Elasticsearch version: 7.8
需求是分頁去重獲取索引中的數據, 類似 MySQL 的 distinct. Elasticsearch 中的 collapse 可以實現該需求.
You can use the collapse parameter to collapse search results based on field values. The collapsing is done by selecting only the top sorted document per collapse key.
你可以使用 collapse 參數根據字段值折疊搜索結果, 折疊是通過每個折疊鍵僅選擇排序最靠前的文檔來完成的.
注意:
The total number of hits in the response indicates the number of matching documents without collapsing. The total number of distinct group is unknown.

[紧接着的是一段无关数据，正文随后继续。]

PR #1441, opened 2022-10-28
add accepted email template

celestemartinez:


openreview/venue_request/venue_request.py
```diff
@@ -1405,6 +1405,17 @@ def setup_venue_recruitment(self):
 
         Program Chairs
         '''
+            },
+            'accepted_email_template': {
+                'value-regex': '[\\S\\s]{1,10000}',
+                'description': 'Please review the email sent to users when they accept a recruitment invitation. Make sure not to remove the parenthesized tokens.',
+                'order': 8,
+                'hidden': True,
+                'default': '''Thank you for accepting the invitation to be a {{reviewer_name}} for {SHORT_PHRASE}.
```
melisabok, line 1414: shouldn't be here `invitee_role` instead of reviewer_name?

melisabok: `SHORT_PHRASE` should be already replaced in the default template with the venue Abbreviated_Venue_Name?

celestemartinez: - well {reviewer_name} is replaced with `REVIEWER_NAME` in the process function

- {SHORT_PHRASE} is replaced with `conference.get_short_name()` in the deploy process function

PR #1448, opened 2022-11-02
fix bidding console configuration

melisabok:


zbialecki:
I tested this PR with the changes in https://github.com/openreview/openreview-web/pull/1169 and it's working. However I had to change the component config. I'm using the config below:

```js
// Webfield component
return {
  component: 'ExpertiseConsole',
  properties: {
    venueId: domain.id,
    apiVersion: 2
  }
}
```

I removed the description because I modified the default description to handle both "include" and "exclude" options.

melisabok:
What about overriding the description?

PCs should be able to edit the instructions same in the Bidding console.

zbialecki:
> What about overriding the description?

The description prop is still available and the PCs can use it to override the description at any time, I just thought that for the template it wasn't necessary since we have the default.

tests/test_icml_conference.py
```diff
@@ -442,4 +480,45 @@ def test_ac_bidding(self, client, openreview_client, helpers, test_client):
...
+        review_stage_note = openreview.Note(
+            content={
+                'review_start_date': start_date.strftime('%Y/%m/%d'),
+                'review_deadline': due_date.strftime('%Y/%m/%d'),
+                'make_reviews_public': 'No, reviews should NOT be revealed publicly when they are posted',
+                'release_reviews_to_authors': 'No, reviews should NOT be revealed when they are posted to the paper\'s authors',
+                'release_reviews_to_reviewers': 'Reviews should be immediately revealed to the paper\'s reviewers who have already submitted their review',
+                'remove_review_form_options': 'title',
+                'email_program_chairs_about_reviews': 'Yes, email program chairs for each review received',
+                'review_rating_field_name': 'review_rating'
```
xkopenreview, line 503: i think this does not match with the rating field name in official comment invitation which is called "rating"

melisabok: fixed!

xkopenreview:
the official review invitation of ICML has only optional:true for ddate and no deletable
it will disable deleted official review from being restored

https://github.com/openreview/openreview-api/pull/85#discussion_r913918014

melisabok:
>the official review invitation of ICML has only optional:true for ddate and no deletable
it will disable deleted official review from being restored

thanks for catching this, I added the deletable: true to all the ddates. However I still get the error deleting the note: "The field review cannot be empty or missing"

xkopenreview:
> > the official review invitation of ICML has only optional:true for ddate and no deletable
> > it will disable deleted official review from being restored
> 
> thanks for catching this, I added the deletable: true to all the ddates. However I still get the error deleting the note: "The field review cannot be empty or missing"

@celestemartinez is working on a ui fix for this.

響應中的總數表示沒有折疊的匹配文檔數, 去重后的總數是不知道的.
那么怎么獲取去重后的總數呢? 可以使用 Aggregation 中的 cardinality 來實現.
DSL example:
{ "from": 0, "size": 5, "sort": [ { "createTime": { "order": "desc" } } ], "collapse": { "field": "app_id" }, "aggs": { "total_size": { "cardinality": { "field": "app_id" } } } }
Java API example:
SortBuilder sortBuilder = SortBuilders.fieldSort(CREATE_TIME).order(SortOrder.DESC); CollapseBuilder collapseBuilder = new CollapseBuilder(APP_ID); AggregationBuilder aggregation = AggregationBuilders.cardinality(TOTAL_COUNT_KEY).field(APP_ID);